A propósito de la escena del atraco se ha hablado mucho del tour de force que representa, pero, más allá de la brillante resolución técnica, su valor cinematográfico se desprende de la materialización de la idea central de la película: dos seres al margen del mundo, carretera adelante, en la burbuja de un coche, en una cápsula de tiempo donde ellos son la medida de todas las cosas. En definitiva, la escena donde anudan su destino y cristaliza la línea de fuga que traza el círculo que los cobija y atrapa a la vez,


donde se sutura la crisis de la escena anterior, en el motel, cuando Bart, en plano medio, se dispone a empeñar su colección de pistolas porque se niega a convertirse en atracador. Ella le da la espalda y se aleja hacia la cama. Se vuelve:

-Será mejor que nos despidamos.

La cámara pica levemente sobre Annie mientras se tumba en la cama con un cigarrillo encendido y le lanza a Bart una mirada fugaz y retadora:

-No estaré aquí cuando vuelvas.

Aparta de él la mirada unos instantes. Vuelve a mirarlo de reojo:

-Vamos, Bart. Acabemos esto como empezamos.

Mira al frente, fuma. Bart no se decide a irse, se acerca a ella. La cámara avanza mientras deja el maletín de las pistolas a los pies de la cama y queda fuera de campo, la cámara continúa hasta un primer plano de Annie, que aguarda anhelante.


Entonces él entra en campo por la izquierda y se besan apasionadamente. Fundido negro. La planificación y el movimiento de cámara como alquimia de las emociones, la puesta en escena como destilado del presente y presentimiento del destino de los personajes, que arden en una pasión sin futuro, iluminados por Russell Harlan soplando sobre las brasas de la excitación de Joseph H. Lewis.


Eres lo único real, Annie. El resto es una pesadilla. Por eso, cuando se disponen a separarse después de atracar un matadero y cada uno se aleja en su coche, el amor se impone a la razón y cuaja una de esas escenas que justifican una película, que denotan los poderes de un estilo y la incandescencia de una mirada, una de esas escenas donde el celuloide quema.
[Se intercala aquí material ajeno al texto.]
PR #969, opened 2023-09-22
Patch: lock exception

### LINKED ISSUE #946: job.result sometimes returns an empty dict when using save_result

IceKhan13:
### Summary

Yet another patch for lock.

### Details and comments

Fixes #946

### DIFF
--- a/gateway/api/management/commands/schedule_queued_jobs.py
+++ b/gateway/api/management/commands/schedule_queued_jobs.py
@@ -1,7 +1,10 @@
 """Cleanup resources command."""
 import json
 import logging
+import os
+import time
 
+from concurrency.exceptions import RecordModifiedError
 from django.conf import settings
 from django.contrib.auth import get_user_model
 from django.core.management.base import BaseCommand
@@ -10,7 +13,7 @@ from django.db.models import Model
 from opentelemetry import trace
 from opentelemetry.trace.propagation.tracecontext import TraceContextTextMapPropagator
 
-from api.models import ComputeResource
+from api.models import ComputeResource, Job
 from api.schedule import get_jobs_to_schedule_fair_share, execute_job
 
 User: Model = get_user_model()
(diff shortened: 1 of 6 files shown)


psschwei:
close / reopen to pull in latest changes for k8s test

IceKhan13:
hm ,notebooks cannot connect to server still 🤔

psschwei:
Strange, it was working fine in https://github.com/Qiskit-Extensions/quantum-serverless/actions/runs/6279180485 ... let's rerun and see (maybe it was something temporary)

psschwei:
ahh, should've looked further down... the gateway pod isn't ready:

```
--- default pods ---
NAME                                READY   STATUS             RESTARTS      AGE
gateway-59b44bcf6d-cdskc            0/1     CrashLoopBackOff   4 (19s ago)   3m49s
keycloak-0                          1/1     Running            0             3m49s
kuberay-operator-6c498d996f-ftgfb   1/1     Running            0             3m49s
postgresql-0                        1/1     Running            0             3m49s
prepuller-5fjrq                     1/1     Running            0             3m49s
scheduler-55dc447bdd-cdt5f          1/1     Running            0             3m49s
```

psschwei:
the restarts drop the logs, so going to work on debugging the failure in #972 ... but I wouldn't consider that blocking for this PR (i.e. feel free to override the k8s test)

akihikokuroda:
One question.  Is the 'version' field of the 'job' updated after successful `job.save()`?

IceKhan13:
@akihikokuroda yes, it basically [auto_update](https://docs.djangoproject.com/en/2.2/ref/models/fields/#django.db.models.DateField.auto_now)

akihikokuroda:
I see.  Did you remove some `job.save()` because they are redundant?

IceKhan13:
yes, they were redundant as we return object back. So, we only need to save in one place.

gateway/api/management/commands/schedule_queued_jobs.py
```diff
@@ -67,6 +70,38 @@ def handle(self, *args, **options):
...
+                        attempts -= 1
+
+                        try:
+                            job.save()
+                            # remove artifact after successful submission and save
+                            if os.path.exists(job.program.artifact.path):
+                                os.remove(job.program.artifact.path)
 
+                            succeed = True
+                        except RecordModifiedError:
```
akihikokuroda, line 92: Sorry for silly questions.  I'm still trying to understand.  Does this exception happen when the `update_job_statuses` update the `job'?

IceKhan13: yes, those exception might happen anywhere where we have `job.save()`

Tansito (approved):

gateway/api/management/commands/schedule_queued_jobs.py
Tansito: I don't see it ideal but by now I understand the fix at least. But yeah, I would like to see a TODO to improve it or something.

En su momento dejamos constancia de la deuda de Arthur Penn en Bonnie and Clyde con Gun Crazy. Godard dedicó su primer largometraje, A bout de souffle, a la Monogram Pictures, una productora que simbolizaba la serie B, y Detective a Cassavetes, Ulmer y a Eastwood (el año que estrenaba El jinete pálido). Y en Pierrot le fou rindió tributo a la escena de la imposible despedida de los amantes en Gun Crazy.


Quizá Glauber Rocha estaba pensando en Joseph H. Lewis cuando sentenció que para hacer una película basta una cámara en la mano y una idea en la cabeza o Godard cuando dijo que sólo hace falta una chica y una pistola (en realidad, citaba a Griffith, el padre de todo cuanto en el cine ha sido).


Desde luego, Joseph H. Lewis es de esos contrabandistas que, para atravesar la frontera con fotogramas candentes, sólo necesitaban una chica, una pistola y un coche.